Elle survit à peine, emportée par les flots. Remonte, hésite, aspire. Recrache en un soupir. Elle voudrait plutôt ou mourir, ou partir, mais reste entre deux eaux. Lui parlant allemand, je crois la soutenir et découvre en son coeur, l'esquisse d'un sourire... accablé de douleur. Elle, me maudissant, s'emporte, disparaît en sanglots effrayants que la nuit reconnaît.

Les accalmies ne sont qu'illusions, l'avenir qu'un plus sombre horizon. Nous ne nous voyons plus au-delà de demain ; aux cordes de marin, on usa bien des mains. Les espoirs échoués terminent en lambeaux. Mais, perdu pour perdu, je maintiens le flambeau.

Autant qu'elle égaré, je n'en fait rien paraître : faute de rien pouvoir, me contenterai d'être. Je la guide au travers des hoquets et des pleurs, esquivant les récifs vers une autre couleur. Animé d'une foi que la raison déplore, j'écope sans répit en espérant un port.

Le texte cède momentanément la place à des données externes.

PR #61, opened 2023-01-24
Xan/sc 23635/pyramid generation by downsampling input

XanthosXanthopoulos:
There are four different ways to generate downsampled version of the original image. Each method however generates different images if we compare the raw pixel values but there is no ground truth to evaluate which is better. 

From the four methods the `CHUNKED_PROGRESSIVE` is the most memory efficient and fast. All other methods are prone to crashing if the is not enough memory. We currently are not testing images with more than 3 dimensions.

### DIFF
--- a/tests/integration/converters/test_openslide.py
+++ b/tests/integration/converters/test_openslide.py
@@ -1,9 +1,9 @@
+import numpy as np
 # import os
 #
 # os.add_dll_directory("C:/openslide/bin")
 import json
 
-import numpy as np
 import openslide
 import PIL.Image
 import pytest
--- a/tests/integration/converters/test_openslide.py
+++ b/tests/integration/converters/test_openslide.py
@@ -1,9 +1,6 @@
-import numpy as np
-# import os
-#
-# os.add_dll_directory("C:/openslide/bin")
 import json
 
+import numpy as np
 import openslide
 import PIL.Image
 import pytest
--- a/tests/integration/converters/test_openslide.py
+++ b/tests/integration/converters/test_openslide.py
@@ -1,3 +1,6 @@
+# import os
+#
+# os.add_dll_directory("C:/openslide/bin")
 import json
 
 import numpy as np
--- a/tiledb/bioimg/converters/base.py
+++ b/tiledb/bioimg/converters/base.py
@@ -6,7 +6,7 @@ from abc import ABC, abstractmethod
 from concurrent.futures import ThreadPoolExecutor
 from typing import Any, Dict, Mapping, Optional, Tuple, Type
 from operator import itemgetter
-from typing import Any, Dict, Mapping, Optional, Tuple, Type, List
+from typing import Any, Dict, List, Mapping, Optional, Tuple, Type
 from urllib.parse import urlparse
 
 import numpy as np
@@ -14,7 +14,7 @@ from tqdm import tqdm
 
 from ..version import version
 
-from .scale import Scaler, ScaleMethod, ScalerMode
+from .scale import ScaleMethod, Scaler, ScalerMode
 
 try:
     from tiledb.cloud import groups
@@ -162,7 +162,7 @@ class ImageConverter:
         compressor: tiledb.Filter = tiledb.ZstdFilter(level=0),
         generate_pyramid: bool = False,
         pyramid_mode: ScalerMode = ScalerMode.CHUNKED_PROGRESSIVE,
-        pyramid_scale: List[int] = None,
+        pyramid_scale: List[int] = [],
         interpolation_method: ScaleMethod = ScaleMethod.NEAREST,
         register_kwargs: Optional[Mapping[str, str]] = {},
     ) -> None:
@@ -211,8 +211,10 @@ class ImageConverter:
             uris = []
             level_max = reader.level_count if not generate_pyramid else level_min + 1
             if reader.level_count > 1 and generate_pyramid:
-                print("Warning: The image contains multiple levels but pyramid generation is enabled. All levels "
-                      "except level zero will be skipped")
+                print(
+                    "Warning: The image contains multiple levels but pyramid generation is enabled. All levels "
+                    "except level zero will be skipped"
+                )
 
             for level in range(level_min, level_max):
             levels_meta = []
@@ -289,7 +291,11 @@ class ImageConverter:
                         a[:] = axes_mapper.map_array(image)
 
                     if generate_pyramid:
-                        scaler = Scaler(a, Axes("".join(dim.name for dim in a.domain)), scale_factor=pyramid_scale)
+                        scaler = Scaler(
+                            a,
+                            Axes("".join(dim.name for dim in a.domain)),
+                            scale_factor=pyramid_scale,
+                        )
                 uris.append(uri)
 
             if generate_pyramid:
@@ -304,14 +310,27 @@ class ImageConverter:
                         max_tiles=ChainMap(dict(tiles or {}), cls._DEFAULT_TILES),
                     )
                     tiledb.Array.create(uri, schema)
-                    if pyramid_mode == ScalerMode.NON_PROGRESSIVE or pyramid_mode == ScalerMode.CHUNKED_NON_PROGRESSIVE:
+                    if (
+                        pyramid_mode == ScalerMode.NON_PROGRESSIVE
+                        or pyramid_mode == ScalerMode.CHUNKED_NON_PROGRESSIVE
+                    ):
                         with tiledb.open(uris[0], "r") as r:
                             with tiledb.open(uri, "w") as a:
                                 a.meta.update(metadata, level=level)
                                 if pyramid_mode == ScalerMode.NON_PROGRESSIVE:
-                                    scaler.apply(r, a, level - level_min - 1, interpolation_method)
+                                    scaler.apply(
+                                        r,
+                                        a,
+                                        level - level_min - 1,
+                                        interpolation_method,
+                                    )
                                 else:
-                                    scaler.apply_chunked(r, a, level - level_min - 1, interpolation_method)
+                                    scaler.apply_chunked(
+                                        r,
+                                        a,
+                                        level - level_min - 1,
+                                        interpolation_method,
+                                    )
                     else:
                         with tiledb.open(uris[-1], "r") as r:
                             with tiledb.open(uri, "w") as a:
@@ -319,7 +338,9 @@ class ImageConverter:
                                 if pyramid_mode == ScalerMode.PROGRESSIVE:
                                     scaler.apply_progressive(r, a, interpolation_method)
                                 else:
-                                    scaler.apply_chunked_progressive(r, a, interpolation_method)
+                                    scaler.apply_chunked_progressive(
+                                        r, a, interpolation_method
+                                    )
                     uris.append(uri)
                     level += 1
 
--- a/tiledb/bioimg/converters/base.py
+++ b/tiledb/bioimg/converters/base.py
@@ -5,10 +5,16 @@ import os
 from abc import ABC, abstractmethod
 from concurrent.futures import ThreadPoolExecutor
 from typing import Any, Dict, Mapping, Optional, Tuple, Type
+from operator import itemgetter
+from typing import Any, Dict, Mapping, Optional, Tuple, Type, List
 from urllib.parse import urlparse
 
 import numpy as np
 from tqdm import tqdm
+
+from ..version import version
+
+from .scale import Scaler, ScaleMethod
 
 try:
     from tiledb.cloud import groups
@@ -154,6 +160,9 @@ class ImageConverter:
         register_kwargs: Mapping[str, Any] = {},
         reader_kwargs: Mapping[str, Any] = {},
         compressor: tiledb.Filter = tiledb.ZstdFilter(level=0),
+        generate_pyramid: bool = False,
+        pyramid_scale: float | List[float] = 1.0,
+        register_kwargs: Optional[Mapping[str, str]] = {},
     ) -> None:
         """
         Convert an image to a TileDB Group of Arrays, one per level.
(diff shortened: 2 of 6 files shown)


tiledb/bioimg/converters/base.py
```diff
@@ -252,6 +270,60 @@ def tile_to_tiledb(level_tile: Tuple[slice, ...]) -> None:
...
+                            a,
+                            Axes("".join(dim.name for dim in a.domain)),
+                            scale_factor=pyramid_scale,
+                        )
+                uris.append(uri)
+
+            if generate_pyramid:
+                level = level_min + 1
+
+                for dimension in scaler.resolutions:
```
gsakkis, line 284: The body of this loop should be:
(a) extracted to a private method; this method is already long/complex enough without all the pyramid generation logic
(b) refactored to eliminate all duplicated logic (e.g. between the `NON_PROGRESSIVE` vs `CHUNKED_NON_PROGRESSIVE` )

tiledb/bioimg/converters/scale.py
```diff
@@ -0,0 +1,272 @@
...
+            ratio = scale_factor[level]
+
+            shape = list(self._initial_shape)
+
+            shape[self._x_index] = int(
+                round(self._initial_shape[self._x_index] / float(ratio))
+            )
+            shape[self._y_index] = int(
+                round(self._initial_shape[self._y_index] / float(ratio))
+            )
```
gsakkis, line 57: - No need for `float()`
- No need for `int()`: `round()` already returns an int (in Python 3)

tiledb/bioimg/converters/scale.py
```diff
@@ -0,0 +1,272 @@
...
+class Scaler(object):
+    def __init__(
+        self, base: tiledb.array.DenseArray, axes: Axes, scale_factor: List[int]
+    ):
+        self._scale_factor = scale_factor
+        self._scale_factor_progressive = [float(scale_factor[0])]
+
+        for index in range(1, len(scale_factor)):
+            self._scale_factor_progressive.append(
+                scale_factor[index] / float(scale_factor[index - 1])
```
gsakkis, line 36: No need for `float()`: division is not truncating (in Python 3)

tiledb/bioimg/converters/scale.py
```diff
@@ -0,0 +1,272 @@
...
+class ScalerMode(Enum):
+    NON_PROGRESSIVE = 0
+    PROGRESSIVE = 1
+    CHUNKED_NON_PROGRESSIVE = 2
+    CHUNKED_PROGRESSIVE = 3
+
+
+class Scaler(object):
+    def __init__(
+        self, base: tiledb.array.DenseArray, axes: Axes, scale_factor: List[int]
```
gsakkis, line 29: - `tiledb.Array` for annotating TileDB arrays, don't care if it's dense or sparse (same comment for all `tiledb.array.DenseArray` occurrences)
- `Sequence` instead of `List` for immutable sequences (same comment for all `List` occurrences)

tiledb/bioimg/converters/scale.py
```diff
@@ -0,0 +1,272 @@
...
+    ) -> None:
+        if input_data.shape != self._initial_shape:
+            raise ValueError(
+                f"Incompatible input shape. Expected {self._initial_shape}, got {input_data.shape}"
+            )
+
+        if level >= len(self._resolutions):
+            raise ValueError(
+                f"Unknown zoom level. Expected 0 to {len(self._resolutions) - 1}, got {level}"
+            )
```
gsakkis, line 100: Strictly speaking not necessary, you'll get an IndexError in `self._resolutions[level]`.

tiledb/bioimg/converters/scale.py
```diff
@@ -0,0 +1,272 @@
...
+                    scale_method=method.value,
+                ),
+                iter_tiles(out_data.domain),
+            )
+
+    def apply_chunked_progressive(
+        self,
+        base: tiledb.array.DenseArray,
+        out_data: tiledb.array.DenseArray,
+        method: ScaleMethod,
```
gsakkis, line 169: Please pick a single name for the same thing and use it consistently: `base` is called `input_data` in `apply`, `method` is called `scale_method` or `order` elsewhere

tiledb/bioimg/converters/scale.py
```diff
@@ -0,0 +1,272 @@
...
+            ),
+        )
+
+        out_data[tile] = resize(
+            base[tuple(scaled_tile)],
+            tuple(slice_shape),
+            preserve_range=True,
+            order=scale_method,
+            anti_aliasing=True,
+        )
```
gsakkis, line 272: Lots of duplicated (or quadruplicated) code in this module, can be DRY-fied (not necessarily this PR).

tiledb/bioimg/converters/base.py
```diff
@@ -198,7 +209,14 @@ def to_tiledb(
             input_axes = reader.axes
             # Create a TileDB array for each level in range(level_min, reader.level_count)
             uris = []
-            for level in range(level_min, reader.level_count):
+            level_max = reader.level_count if not generate_pyramid else level_min + 1
+            if reader.level_count > 1 and generate_pyramid:
+                print(
+                    "Warning: The image contains multiple levels but pyramid generation is enabled. All levels "
```
gsakkis, line 215: Better `warnings.warn` that print in library code.

gsakkis (changes requested):

tests/integration/converters/test_openslide.py
```diff
@@ -1,3 +1,7 @@
+# import os
+#
+# os.add_dll_directory("C:/openslide/bin")
+
```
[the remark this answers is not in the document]
XanthosXanthopoulos: I will remove it. When we upgrade to python >= 3.8 however we need to address the issue of dll loading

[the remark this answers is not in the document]
gsakkis: That's a quick hack that works only for your Windows local development environment. Committing it to the repo as a comment is certainly not needed. Either downgrade your local development environment to Python 3.7 or just remember to not commit it.

tiledb/bioimg/converters/scale.py
```diff
@@ -12,261 +12,102 @@
...
-    CHUNKED_NON_PROGRESSIVE = 2
-    CHUNKED_PROGRESSIVE = 3
+def _scale_tile(
+    tile: Tuple[slice],
+    base: tiledb.Array,
+    output: tiledb.Array,
+    scale_factors: Sequence[float],
+    order: int,
+) -> None:
+    slice_shape = tuple(dimension.stop - dimension.start for dimension in list(tile))
```
gsakkis, line 29: No need for `list(tile)`, tuples are iterable.

tiledb/bioimg/converters/scale.py
```diff
@@ -12,261 +12,102 @@
...
+    CHUNKED_PROGRESSIVE = auto()
 
 
-class ScalerMode(Enum):
-    NON_PROGRESSIVE = 0
-    PROGRESSIVE = 1
-    CHUNKED_NON_PROGRESSIVE = 2
-    CHUNKED_PROGRESSIVE = 3
+def _scale_tile(
+    tile: Tuple[slice],
```
gsakkis, line 23: This means a tuple of exactly one slice; the correct annotation is `Tuple[slice, ...]`

tiledb/bioimg/converters/base.py
```diff
@@ -343,6 +300,53 @@ def tile_to_tiledb(level_tile: Tuple[slice, ...]) -> None:
...
+    with tiledb.open(base_uri) as a:
+        scaler = Scaler(a, axes, **pyramid_kwargs)
+
+    level = level_min + 1
+
+    for index, dimension in enumerate(scaler.resolutions):
+        uri = os.path.join(output_path, f"l_{level}.tdb")
+        schema = _get_schema(
+            axes=axes,
+            shape=dimension,
```
gsakkis, line 322: Confusing/inconsistent naming: 
- The property is called `resolutions`
- Each element of it is called `dimension`
- This is passed to a parameter called `shape`

Please rename them all to indicate they are shapes (e.g. `resolutions` -> `level_shapes`, `dimension -> shape`).

tiledb/bioimg/converters/scale.py
```diff
@@ -12,261 +12,102 @@
...
+        anti_aliasing=True,
+    )
 
 
 class Scaler(object):
     def __init__(
-        self, base: tiledb.array.DenseArray, axes: Axes, scale_factor: List[int]
+        self,
+        base: tiledb.array,
+        base_axes: Axes,
```
gsakkis, line 51: Change this to `str` for consistency with `scale_axes`

tiledb/bioimg/converters/scale.py
```diff
@@ -12,261 +12,102 @@
...
+        order=order,
+        anti_aliasing=True,
+    )
 
 
 class Scaler(object):
     def __init__(
-        self, base: tiledb.array.DenseArray, axes: Axes, scale_factor: List[int]
+        self,
+        base: tiledb.array,
```
gsakkis, line 50: Replace this with `base_shape: Tuple[int, ...]`; you only need the shape here.

tiledb/bioimg/converters/scale.py
```diff
@@ -12,261 +12,102 @@
...
-                scaled_y_start = tile[self._y_index].start // ratio
-                scaled_y_end = tile[self._y_index].stop // ratio
-                scaled_tile[self._y_index] = slice(scaled_y_start, scaled_y_end)
-
-                tiles.append(tuple(tile))
-
-            self._resolutions.append(tuple(shape))
-            self._tiles.append(tiles)
+            self._scale_factors.append(level_factors)
+            self._scale_factors_progressive.append(level_factors_progressive)
```
gsakkis, line 81: You don't need to compute both `_scale_factors` and `_scale_factors_progressive`; you already know the mode so you can tell which are needed (or neither for non-chunked mode).

tiledb/bioimg/converters/scale.py
```diff
@@ -12,261 +12,102 @@
...
-    NON_PROGRESSIVE = 0
-    PROGRESSIVE = 1
-    CHUNKED_NON_PROGRESSIVE = 2
-    CHUNKED_PROGRESSIVE = 3
+def _scale_tile(
+    tile: Tuple[slice],
+    base: tiledb.Array,
+    output: tiledb.Array,
+    scale_factors: Sequence[float],
+    order: int,
```
gsakkis, line 27: Replace `order` with `**resize_kwargs` and pass them all together (`preserve_range`, `order`, `anti_aliasing`)

tiledb/bioimg/converters/base.py
```diff
@@ -270,59 +268,18 @@ def tile_to_tiledb(level_tile: Tuple[slice, ...]) -> None:
...
-                                if pyramid_mode == ScalerMode.PROGRESSIVE:
-                                    scaler.apply_progressive(r, a, interpolation_method)
-                                else:
-                                    scaler.apply_chunked_progressive(
-                                        r, a, interpolation_method
-                                    )
-                    uris.append(uri)
-                    level += 1
+                uris += _scale(
+                    base_uri=uris[0],
```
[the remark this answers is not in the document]
XanthosXanthopoulos: If level_min is other than 0 but the user wants to generate pyramid level using `uris[level_min]` will result in an `IndexError`

tiledb/bioimg/converters/base.py
```diff
@@ -191,10 +190,16 @@ def to_tiledb(
...
+        :param pyramid_kwargs: Keyword arguments passed to the scaler constructor for generating downsampled versions of
+            the base level.
+            **Note**: Valid keyword arguments are:
+            scale_factors (Required): The downsample factor for each level
+            scale_axes (Required): The axes which will be downsampled
+            chunked (Optional): Default True. If true the image is split into chunks and each one is independently
+            downsampled. If false the entire image is downsampled at once, but it requires more memory.
+            progressive (Optional): Default True. If true each downsampled image is generated using the previous level.
+            If false for every downsampled image the level_min is used, but it requires more memory.
+            order (Optional): Default 1. The interpolation order for downsampling.
```
gsakkis, line 202: Better reuse this more detailed description of the parameter: https://github.com/scikit-image/scikit-image/blob/v0.19.2/skimage/transform/_warps.py#L98-L101

tiledb/bioimg/converters/scale.py
```diff
@@ -35,58 +26,52 @@ def _scale_tile(
...
         scale_axes: str,
-        mode: ScalerMode,
-        order: int,
+        chunked: bool = False,
+        progressive: bool = False,
+        order: int = 1,
     ):
-        self._mode = mode
+        self._chunked = chunked
         self._order = order
```
gsakkis, line 44: Better save all the resize kwargs since they are referenced more than once: 
`self._resize_kwargs = dict(order=order, preserve_range=True, anti_aliasing=True)`

tiledb/bioimg/converters/scale.py
```diff
@@ -96,18 +81,15 @@ def apply(self, base: tiledb.Array, output: tiledb.Array, level: int) -> None:
             )
         else:
             with Pool(multiprocessing.cpu_count()) as pool:
```
gsakkis, line 83: 1. No need for `multiprocessing.cpu_count()`, that's the default
2. The [`concurrent.futures`](https://docs.python.org/3/library/concurrent.futures.html#processpoolexecutor-example) module is slightly preferred to `multiprocessing` these days. Since you don't need the results of the parallelized function, you can [submit](https://docs.python.org/3/library/concurrent.futures.html#concurrent.futures.Executor.submit) each callable to be scheduled and finally [wait](https://docs.python.org/3/library/concurrent.futures.html#concurrent.futures.wait) for all of them to finish.

gsakkis (changes requested):
Hopefully last batch of comments :crossed_fingers:

tiledb/bioimg/converters/scale.py
gsakkis: Another idea: add an optional `max_workers` parameter (default=`multiprocessing.cpu_count()`) in `pyramid_kwargs` just like the one in `ImageConverter.to_tiledb` to allow more flexibility. May also allow `max_workers=0` to mean sequential scaling, one tile at a time.

gsakkis (approved):
LGTM, great work! :100:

Ma propre vie n'est plus que l'ombre d'un combat, mené dans des contrées qui ignorent mes pas. Puisant toute ma verve au mât de la grand vergue, je l'entraîne - folie - dans un ultime cri, au creux de l'océan, qui nous jette mourants sur la plage au jusant.

Ai-je eu tort ou raison ? Que seront ces passions, la tempête passée ? les vit-on fracassées dès le premier rocher ? sont-elles ressorties de l'épreuve grandies ?

Les plaies des combattants, dans l'eau de mer plongées, mettent bien plus longtemps à ne plus les ronger - il arrive qu'on meurt des suites d'un naufrage qui, ayant moins d'ampleur, n'en est que plus sauvage - mais si, cicatrisées, ne laissent qu'une trace, l'amour traumatisé retrouvera sa place.